Avida Dollars – come lo aveva soprannominato André Breton anagrammando il suo nome – fu un po’ troppo esigente nella sua richiesta di compenso, così mio padre rinunciò a quel progetto e si tenne il quadro com’era, soddisfatto di possedere l’originale.

Quel piccolo ritratto è stato conservato in casa dei miei genitori per quarant’anni, ma anche prestato – come era giusto che fosse – per mostre ogni volta che se ne è presentata l’occasione o ne è stata fatta la richiesta da parte di musei e istituzioni. Oggi infatti è presente nel catalogo generale dell’artista.

Alla fine del 2012, quando dopo la morte di mio padre mia madre ha cambiato casa, ci è sembrato fosse arrivato il momento di separarcene. Le cose cambiano, ci sono priorità che emergono nelle vite delle persone e delle famiglie. Accettiamo quindi l’invito di Christie’s a includere il dipinto nell’asta “The Art of Surreal” del febbraio 2013.

Il vincolo

L’ufficio esportazioni di Milano a cui viene presentata la richiesta di attestato di libera circolazione trasmette, tra gennaio e marzo 2013, a catalogo già stampato e distribuito, un preavviso di diniego seguito dal procedimento di acquisto coattivo del dipinto. Giuro che non mi sarebbe dispiaciuto che quel quadro finisse in un museo invece che perderlo di vista per sempre. Poco dopo però ci viene comunicata l’impossibilità a procedere per mancanza di fondi. 

Contemporaneamente viene avviato il procedimento per la dichiarazione di interesse culturale, ovvero il vincolo che ci metterà nella condizione di non poter più vendere il quadro se non forse a un soggetto privato italiano e a una frazione del suo valore che pone il lavoro in una sorta di confino.

La fondazione Dalí 

(AP Photo/Robert Kradin)

Le motivazioni del divieto sono sorprendenti: l’elevata qualità del dipinto, la scarsa presenza di opere di Salvador Dalí nelle collezioni italiane, ma anche l’analogia con l’arte Italiana dei primi Anni Venti.

Avvio quindi un ricorso con l’assistenza dell’avvocato Giuseppe Calabi e, per approfondire e corredare le nostre ragioni di riferimenti storico/critici, contatto la Fondazione Dalí che si dichiara disposta ad acquisire l’opera per la propria collezione, ovviamente, a condizione che il diniego all’esportazione venga revocato.

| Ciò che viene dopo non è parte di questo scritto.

PR #1894, opened 2024-07-09
feat(chore): Adding tags and usage for LLM Models

jamesmcnamara:
[CODY-2746](https://linear.app/sourcegraph/issue/CODY-2746/confirm-chat-dropdown-is-available-on-jetbrains-as-well)

This update is to align with a [refactor](https://github.com/sourcegraph/cody/pull/4780) in the vscode repo around model types to remove certain hard coded fields and replace them with ModelTags.

This is very rough around the edges because I don't know how to access the generated code in that PR (nor am I aware of the context on this repo) so any feedback is welcome!

## Test plan
Green CI

### DIFF
--- a/src/main/kotlin/com/sourcegraph/cody/chat/ui/LlmDropdown.kt
+++ b/src/main/kotlin/com/sourcegraph/cody/chat/ui/LlmDropdown.kt
@@ -28,7 +28,7 @@ class LlmDropdown(
     val parentDialog: EditCommandPrompt?,
     val chatModelProviderFromState: ChatModelsResponse.ChatModelProvider?,
 ) : ComboBox<ChatModelsResponse.ChatModelProvider>(MutableCollectionComboBoxModel()) {
-  var hasServerSentModels = false 
+  var hasServerSentModels = false
 
   init {
     renderer = LlmComboBoxRenderer(this)
@@ -50,7 +50,7 @@ class LlmDropdown(
 
   private fun subscribeToFeatureUpdates() {
     val currentConfigFeatures: CurrentConfigFeatures =
-    project.getService(CurrentConfigFeatures::class.java)
+        project.getService(CurrentConfigFeatures::class.java)
     currentConfigFeatures.attach(::handleConfigUpdate)
   }
 
@@ -64,7 +64,7 @@ class LlmDropdown(
 
   @RequiresEdt
   private fun updateModelsInUI(models: List<ChatModelsResponse.ChatModelProvider>) {
-    if (project.isDisposed) return 
+    if (project.isDisposed) return
     this.removeAllItems()
 
     val availableModels = models.filterNot { it.isDeprecated() }
--- a/src/main/kotlin/com/sourcegraph/cody/chat/ui/LlmDropdown.kt
+++ b/src/main/kotlin/com/sourcegraph/cody/chat/ui/LlmDropdown.kt
@@ -49,8 +49,8 @@ class LlmDropdown(
   private fun updateModelsInUI(models: List<ChatModelsResponse.ChatModelProvider>) {
     if (project.isDisposed) return
 
-    val availableModels = models.filterNot { it.deprecated }
-    availableModels.sortedBy { it.codyProOnly }.forEach(::addItem)
+    val availableModels = models.filterNot { it.isDeprecated() }
+    availableModels.sortedBy { it.isCodyProOnly() }.forEach(::addItem)
 
     val selectedFromState = chatModelProviderFromState
     val selectedFromHistory = HistoryService.getInstance(project).getDefaultLlm()
@@ -59,7 +59,8 @@ class LlmDropdown(
             ?: availableModels.find { it.model == selectedFromHistory?.model }
 
     selectedItem =
-        if (selectedModel?.codyProOnly == true && isCurrentUserFree()) availableModels.getOrNull(0)
+        if (selectedModel?.isCodyProOnly() == true && isCurrentUserFree())
+            availableModels.getOrNull(0)
         else selectedModel
 
     val isEnterpriseAccount =
@@ -83,7 +84,7 @@ class LlmDropdown(
     if (project.isDisposed) return
     val modelProvider = anObject as? ChatModelsResponse.ChatModelProvider
     if (modelProvider != null) {
-      if (modelProvider.codyProOnly && isCurrentUserFree()) {
+      if (modelProvider.isCodyProOnly() && isCurrentUserFree()) {
         BrowserOpener.openInBrowser(project, "https://sourcegraph.com/cody/subscription")
         return
       }
--- a/src/main/kotlin/com/sourcegraph/cody/chat/ui/LlmDropdown.kt
+++ b/src/main/kotlin/com/sourcegraph/cody/chat/ui/LlmDropdown.kt
@@ -63,13 +63,10 @@ class LlmDropdown(
             availableModels.getOrNull(0)
         else selectedModel
 
-    val isEnterpriseAccount =
-        CodyAuthenticationManager.getInstance(project).account?.isEnterpriseAccount() ?: false
-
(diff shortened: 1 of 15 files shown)


src/main/kotlin/com/sourcegraph/cody/history/state/LLMState.kt
```diff
@@ -13,12 +13,18 @@ class LLMState : BaseState() {
 
   @get:OptionTag(tag = "provider", nameAttribute = "") var provider: String? by string()
 
+  @get:OptionTag(tag = "tags", nameAttribute = "") var tags: MutableList<String> by list()
+
+  @get:OptionTag(tag = "usage", nameAttribute = "") var usage: MutableList<String> by list()
+
```
jamesmcnamara, line 19: I don't know the implications of this. Where is it getting this state from? Is this going to break immediately?

odisseus:
In order for the tests to work, you'll need to update the `cody.commit` field in `gradle.properties`.

src/main/kotlin/com/sourcegraph/cody/history/state/LLMState.kt
pkukielka: This is state saved in a IntelliJ xml settings files.
You will need to add migration which will convert old format to the new one .
For the reference you can look at the `DeprecatedChatLlmMigration`.
 
In practice you will most likely have to:
1. Keep `ChatModelProvider::deprecated` field but mark it as `@Deprecated`.
2. In the migration function (see `DeprecatedChatLlmMigration::migrate` for reference):
- read all the old chats
- for each chat read the content from `deprecated` field
- set `tags` appropriately
- reset `deprecated` to be `null` (as it won't be used anymore, we will remove it in future)

src/test/kotlin/com/sourcegraph/cody/config/SettingsMigrationTest.kt
```diff
@@ -190,22 +198,20 @@ class SettingsMigrationTest : BasePlatformTestCase() {
   fun `test DeprecatedChatLlmMigration`() {
```
pkukielka, line 195: That is incorrect I think.
That is migration function, so it specifically migrates data form one old format to another.
It needs to work after your changes.
Then your migration function can pick up state after all existing migrations, and migrate it further (so you will have to add new test for it)

jamesmcnamara: Understood. I reverted those changes and added a new test for my migration.

src/main/kotlin/com/sourcegraph/cody/history/state/LLMState.kt
jamesmcnamara: Alright. I created `ChatTagsLllmMigration` that I believe accomplishes this.

src/main/kotlin/com/sourcegraph/cody/chat/ui/LlmDropdown.kt
```diff
@@ -59,8 +59,8 @@ class LlmDropdown(
             ?: availableModels.find { it.model == selectedFromHistory?.model }
 
     selectedItem =
-        if (selectedModel?.codyProOnly == true && isCurrentUserFree())
-            availableModels.find { it.default }
+        if (selectedModel?.isCodyProOnly() == true && isCurrentUserFree())
+            availableModels.getOrNull(0)
```
pkukielka, line 81: Out of curiosity, if we do not have `default` anymore isn't there any tag which would replace it?
Like recommended LLM?

src/main/kotlin/com/sourcegraph/cody/history/state/LLMState.kt
pkukielka: Thank you! It looks good to me now, I just added one question about the `default` but otherwise I think it is mergeable.

pkukielka (approved):
LGTM, but with two caveats:
1. Isn't `default` replace by any tag? Don't we have any LLMs which we recommend to use?
2. Are those changes already in the Cody?
We bind cody version we are using by setting `cody.commit` there: https://github.com/sourcegraph/jetbrains/blob/main/gradle.properties#L27
Please make sure version from this commit already contains changes to the model. If not, you need to bump that commit in this PR (you can just set it to the hash of the last commit on Cody `main`)

src/main/kotlin/com/sourcegraph/cody/chat/ui/LlmDropdown.kt
jamesmcnamara: I've just replaced it with the fallback convention of the [head of the list](https://github.com/sourcegraph/cody/pull/4780/files#diff-fe82b352761565cc5b6eb38a881a5bda7c83ad2c6b9231fa4bb25364154cc407R272-R277). The model structs are immutable having a mutable field tracking the user's selection was a bit tricky and also easy to get wrong (multiple default's was possible). And we always fell back to just grabbing the head of the list if we couldn't find one.

I could see adding a default tag, but I would think to only use it for what the server originally sent as the default, not as the user's current selection.

jamesmcnamara:
@pkukielka 
1) default is now the head of the list always
2) I will update `cody.commit` when [this PR](https://github.com/sourcegraph/cody/pull/4780) merges.

pkukielka:
> @pkukielka
> 
> 1. default is now the head of the list always
> 2. I will update `cody.commit` when [this PR](https://github.com/sourcegraph/cody/pull/4780) merges.

Thanks! BTW. Looks like it's merged now :)

src/main/kotlin/com/sourcegraph/cody/chat/ui/LlmDropdown.kt
```diff
@@ -59,8 +59,8 @@ class LlmDropdown(
...
         else selectedModel
 
     val isEnterpriseAccount =
```
pkukielka, line 84: @jamesmcnamara 
1. We need to remove this line and just set `isVisible = true` always.
2. Also, I noticed that there is now `enterprise` tag present, shouldn't we filter out LLMs displayed for enterprise users based on if that tag is present? Or maybe for an enterprise account we are guaranteed to get a correct list?

pkukielka: I pushed first change to your branch already.

I'm not sure if we need the second.

jamesmcnamara: I updated this because we don't want it to be visible for enterprise users that don't have multiple models enabled. However I'm still struggling with the integration tests failing and I'm not sure how to debug them. Do you know any good tricks for figuring out why they keep timing out? I tried opening the IDE to the test file and trying the document code action but it seemed to work fine.

To your second point, I think the current idea is that an enterprise user can use any model that the server provided (but most likely they will all be enterprise models).

Also, unrelated, but do you know how to access the generated kotlin code from the Cody repo? I don't see it referenced anywhere.

pkukielka: Problem with integration tests was that updated recordings were missing (requires run of the `./gradlew :recordingIntegrationTest`). I updated them.
Interestingly it seems we were not reporting that fact properly, I will make sure we fixed that.

> Also, unrelated, but do you know how to access the generated kotlin code from the Cody repo? I don't see it referenced anywhere.

Right now they are just working as a manual reference, BUT it will change very soon as there is @RXminuS [PR in flight ](https://github.com/sourcegraph/jetbrains/pull/1898)which adress that.

pkukielka:
I updated recordings for integration tests + reformatted the code to make spotless happy.
I also tested it manually with pro account and two enterprise accounts (demo and gs02) and now it seems to be working perfectly fine.

Thanks @jamesmcnamara and @abeatrix for fixing bug with the auth and models!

Da appassionata di arte, non riesco a immaginare un destino migliore per un’opera minore, appartenente al periodo giovanile di un artista, che quello di essere esposta al pubblico nel luogo e nell’istituzione che l’artista stesso ha contribuito a fondare.

E sono felice di pensare che i miei figli e i figli dei miei figli potranno vedere per sempre il quadro appartenuto al loro nonno e bisnonno. Pace se all’asta di Londra avrebbe potuto ottenere un risultato più attraente dal punto di vista economico.

La conferma

Ma l’ufficio esportazione di Milano conferma il diniego in quanto la proposta della Fondazione Dalí è contenuta in una lettera di intenti: non costituisce una garanzia. 

La Fondazione Dalí e io sottoscriviamo allora un contratto di compravendita vincolante, la condizione ovviamente è sempre che il diniego venga revocato.

Resto fiduciosa: a parte tutte le considerazioni sull’illogicità del divieto iniziale non mi sembra possibile che si possa negare la libera circolazione se l’opera sarà conservata in un museo e se, invece di essere trattenuta in Italia, esposta nel salotto di mia madre, sarà offerta alla pubblica fruizione.

Per di più la Fondazione Dalí ha prodotto numerosissime mostre di Dalí in Italia e continuerà a farlo. Invece no, la direzione generale invita a proseguire il procedimento di dichiarazione di interesse. Il particolare interesse artistico viene confermato nel dicembre 2014.

Un quadro prigioniero

Con tutta la frustrazione e il senso di ingiustizia causati dalla irragionevolezza di tali decisioni, ho avviato, sempre con l’assistenza di Giuseppe Calabi, un ricorso al Tar. Dopo tre anni (più di cinque da quando la vicenda a ha avuto inizio) si è finalmente tenuta l’udienza: il quadro rimane bloccato.

Il lavoro di Dalí è definitivamente prigioniero in Italia, praticamente inaccessibile, invisibile e invendibile, ma secondo alcuni il nostro patrimonio culturale è stato protetto. Io e la mia famiglia abbiamo subìto un grave e ingiustificato danno economico e morale. Tutti perdenti.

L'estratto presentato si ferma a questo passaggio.